**YOUR INSTRUCTIONS:**
Show every line in the material below in which the string "crates" appears.

**AVAILABLE RECORDS:**
══════

PR #1107, opened 2022-01-21
Allow `non_camel_case_types` for EventBase ident

HCastano:
Small PR to stop `rust-analyzer` from complaining when it expands the macros in the
example contracts.

### DIFF
--- a/crates/lang/codegen/src/generator/events.rs
+++ b/crates/lang/codegen/src/generator/events.rs
@@ -88,6 +88,7 @@ impl<'a> Events<'a> {
         let base_event_ident =
             proc_macro2::Ident::new("__ink_EventBase", Span::call_site());
         quote! {
+            #[allow(non_camel_case_types)]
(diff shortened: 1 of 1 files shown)


Robbepop:
> Small PR to stop `rust-analyzer` from complaining when it expands the macros in the
> example contracts.
> 

Maybe instead we could just generate proper type names? ^^

HCastano:
> > Small PR to stop `rust-analyzer` from complaining when it expands the macros in the
> > example contracts.
> 
> Maybe instead we could just generate proper type names? ^^

Basically all of the internal codegen types are already using this convention (and their warnings are being suppressed in the same way).

I'd be happy to change these types to follow Rust convention in a follow up, but I don't really want to do that today tbh.

cmichi (approved):

HCastano:
(Gonna merge, but as I mentioned to Robin I'll follow up with a proper fix)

══════

**EXERCISE RESPONSE:**
--- a/crates/lang/codegen/src/generator/events.rs
+++ b/crates/lang/codegen/src/generator/events.rs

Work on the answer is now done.